■ Task statement
In the records below, find every line with the word "OrgMember" and copy it.

■ Listed entries

PR #15234, opened 2026-07-10
fix(enterprise): stop overwriting every OrgMember key with the admin's on org-defaults save

tofarr:
## Why

Customers have reported that their LLM API key sometimes becomes invalid in
LiteLLM (e.g. after a proxy restart or manual cleanup), and they keep hitting
401s until someone re-saves their settings. The existing self-healing pattern
in `LiteLlmManager.migrate_entries` already handles this for users on the V3
migration path. The bug here is in `OrgStore._update_org_kwargs`: after
`_maybe_get_managed_llm_key_for_user` validates (and possibly rotates) the
acting user's key, the code does
`member_updates.llm_api_key = SecretStr(effective_managed_key)` and runs that
through `update_all_members_settings_async`, which writes the **same** key
value onto every `OrgMember.llm_api_key` row.

Two consequences:

1. Every member row in the org ends up with the acting user's key. That's
   one LiteLLM identity shared across the whole org, which breaks the
   per-(user, org) aliasing that `get_openhands_cloud_key_alias(user_id,
   org_id)` is supposed to provide.
2. A member whose key was *already valid* gets silently overwritten with
   the acting user's, which can re-introduce stale-key symptoms for that
   member if the acting user's rotation happened in parallel.

## Summary

- In `_update_org_kwargs`, after `_maybe_get_managed_llm_key_for_user`
  returns, stamp `effective_managed_key` onto the **acting member's**
  row only — the same row the helper already loaded.
- Drop the bulk propagation of `effective_managed_key` to every member
  via `update_all_members_settings_async`. The bulk path still handles
  `has_custom_llm_api_key = False` and any non-LLM-key diffs.
- Extract the small `_get_member_for_user` helper from
  `_maybe_get_managed_llm_key_for_user` so both call sites use one
  lookup.
- Update the existing test
  `test_update_org_defaults_async_propagates_managed_key_reset` →
  `test_update_org_defaults_async_stamps_acting_user_key_and_resets_flag`
  to assert the new contract.

## Why only the acting user (not all members)?

- **Scale.** Iterating every member inside the request handler is O(N)
  LiteLLM `verify_existing_key` calls per org-defaults save. At 100K
  members that is a non-starter; even at 1K it noticeably degrades the
  org-admin request. The acting user's rotation is exactly one call.
- **BYOR safety.** Members with `has_custom_llm_api_key = True` carry a
  *different* key (their BYOR key); rotating a managed key onto them
  would silently flip them off BYOR.
- **Lazy self-heal already exists.** `SaasSettingsStore._ensure_api_key`
  (called on every user-settings save at
  `enterprise/storage/saas_settings_store.py:582` and
  `:777-811`) already does `verify_existing_key` → `delete_key_by_alias`
  → `generate_key` for the user whose settings are being saved. So the
  customer's "my key went stale" complaint is self-healed on their next
  settings save, regardless of whether anyone touched the org defaults.

If we ever want *proactive* bulk self-heal across all members (e.g. a
nightly sweep), that should be a background task — the codebase already
uses `fastapi.BackgroundTasks` in `enterprise/server/routes/auth.py:476`
and the integration routes, and `OrgStore` could expose a method that
the task calls. That is intentionally **out of scope** for this PR.

## Issue Number

None — opened off a customer-reported incident.

## How to Test

```bash
PYTHONPATH=enterprise:. pytest enterprise/tests/unit/test_org_store.py \
  -p no:ddtrace -p no:ddtrace.pytest_bdd -v
```

Manual repro of the original bug:
1. Pick a managed-LLM org (model = `openhands/*` or base_url =
   `LITE_LLM_API_URL`) with at least two members.
2. Save org defaults so `_maybe_get_managed_llm_key_for_user` returns a
   key for the org admin.
3. Inspect any *other* `OrgMember.llm_api_key` row — it should still
   hold that member's own pre-existing key, not the admin's. (Before
   the fix, every row would have been rewritten to the admin's key.)
4. The admin's own row should hold the freshly minted/verified key.

## Type

- [x] Bug fix
- [ ] Feature
- [ ] Refactor
- [ ] Breaking change
- [ ] Docs / chore

## Notes

- Net diff vs. `main`: +42 / -292 (the original self-heal-loop draft
  was +303; revised per feedback to this much smaller fix).
- The pre-existing test `test_update_org_defaults_async_propagates_managed_key_reset`
  was renamed rather than deleted, since the asserted contract changed.
- No new dependencies; no migrations.

---

GUI with Docker:
```
docker run -it --rm   -p 3000:3000   -v /var/run/docker.sock:/var/run/docker.sock   --add-host host.docker.internal:host-gateway   --name openhands-app-ed294a5   docker.openhands.dev/openhands/openhands:ed294a5
```


tofarr:
This pull request was created by an AI agent (OpenHands) on behalf of a user. The agent implemented the self-healing logic and tests but has not been human-tested end-to-end against a live LiteLLM instance. Please run `pytest enterprise/tests/unit/test_org_store.py -p no:ddtrace` and exercise the manual repro in the PR description before marking ready for review.

saurya:
I was thinking about this PR a bit more, and I think cascading org admin keys is actually expected behavior right now. When an org admin sets a profile, what we're trying to say is that none of the users should be able to override that profile with their own keys. So we don't want BYOR for users who are within an org.

neubig:

Thank you for understanding.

■ Task response
fix(enterprise): stop overwriting every OrgMember key with the admin's on org-defaults save
value onto every `OrgMember.llm_api_key` row.
3. Inspect any *other* `OrgMember.llm_api_key` row — it should still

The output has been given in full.